Alle Zellen der jeweiligen Experimentreihe wurden mittels MTT-Test auf Ihre Vitalität hin analysiert. Ferner wurde die Caspase Aktivität als Apoptosemarker untersucht.

Ergebnisse und Schlussfolgerung: Die hier eingesetzte Konzentration von ATO zeigt in klinischen Anwendungen sowie in unserer Kontrollgruppe keine relevanten ungewünschten Wirkungen. Gabe der Kombination aus ATO und Etoposid führte in allen Zellreihen nach 96h zu einer Reduktion der Vitalität gegenüber der Einzelgabe von Etoposid.
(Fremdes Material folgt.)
PR #5790, opened 2025-05-24
fix(README): remove duplicate word 'by' in Chat Tutorial link description

Kargatharaakash:
This PR fixes a small typo in the README file where the phrase

"Learn the basics of the SDK by by building a simple messaging app"

contains a duplicated word **"by"**. This change removes the duplicate to improve readability.

### 🎯 Goal

Improve documentation clarity by fixing a minor typo.

### 🛠 Implementation details

Removed the duplicated word **"by"** in the README file.

### 🧪 Testing

No testing required, as this change only affects documentation.

### ☑️ Contributor Checklist

- [x] I have signed the [Stream CLA](https://docs.google.com/forms/d/e/1FAIpQLScFKsKkAJI7mhCr7K9rEIOpqIDThrWxuvxnwUq2XkHyG154vQ/viewform) (if required)
- [x] PR is linked to the GitHub issue it resolves (if any)
- [x] Affected documentation updated

PR #5808, opened 2025-06-04
Revert "fix(README): remove duplicate word 'by' in Chat Tutorial link description"

andremion:
Reverts GetStream/stream-chat-android#5790


andremion:
It will be reverted directly in the main without PR

PR #5820, opened 2025-06-09
Remove duplicate Indices on PrimaryKeys.

Sagar0-0:
### 🎯 Goal

Remove unnecessary @ColumnInfo(index = true) from a @PrimaryKey column, as Room and SQLite automatically index primary keys.

### 🛠 Implementation details

Removed @ColumnInfo(index = true) annotation from the primary key column in these two entity..
This cleanup helps avoid redundant annotations and keeps the entity definition minimal and accurate.

### 🧪 Testing

No runtime or behavioral impact expected, as primary keys are indexed by default.
Verified that Room compiles the schema correctly and no migrations are required for this change.

#### General

#### Code & documentation

### ☑️Reviewer Checklist

### 🎉 GIF


stream-chat-android-offline/src/main/java/io/getstream/chat/android/offline/repository/domain/message/attachment/internal/AttachmentEntity.kt
```diff
@@ -39,7 +38,6 @@ import io.getstream.chat.android.offline.repository.domain.message.internal.Mess
     indices = [Index("messageId")],
 )
 internal data class AttachmentEntity(
-    @ColumnInfo(index = true)
```
VelikovPetar, line 42: We would actually need to increment the DB version in `ChatDatabase`. Otherwise we would end up in an invalid state. You can reproduce the following by:
1. Build the app from `develop`
2. Login
3. Re-build again from this branch
4. You can see an error in the `ChannelList` with the exception: `java.lang.IllegalStateException: Room cannot verify the data integrity. Looks like you've changed schema but forgot to update the version number. You can simply fix this by increasing the version number`

VelikovPetar (changes requested):

stream-chat-android-offline/src/main/java/io/getstream/chat/android/offline/repository/domain/message/attachment/internal/AttachmentEntity.kt
Sagar0-0: I see, but I couldn't understand why this issue is there. IMO, it should not cause this crash as the Index already exists on the column. Adding an index in the annotation also creates the same Index. Do you have any idea what is happening on the DB level.

JcMinarro: I am not sure why. Maybe it is some inconsistence with the data already stored on the DB and some internal check that Room.
It shouldn't be a problem because the DB is only used as offline option, but repopulated whenever new info come from the API. Old DB data will be removed when a new update of the app with the new SDK version is instaled, but it shouild be fine.
So, to be able to merge it, we will need to increase the DB version as @VelikovPetar said before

Eine 24h Vorinkubation mit ATO alleine mit anschließender Gabe der Kombination von ATO und Etoposid zeigte nach 96h in allen untersuchten Gruppen beinahe gleiche (A673, RD-ES) bzw. sogar niedrigere Vitalität (TC-71) im Vergleich zu der kontinuierlich über 96h gegebenen Kombination.

Aus den Daten ist ersichtlich, dass die sequenzielle Therapie von ATO und der Kombination aus ATO und Etoposid zu einer signifikanten Dosisreduktion von Etoposid bei gleicher Effektivität führt.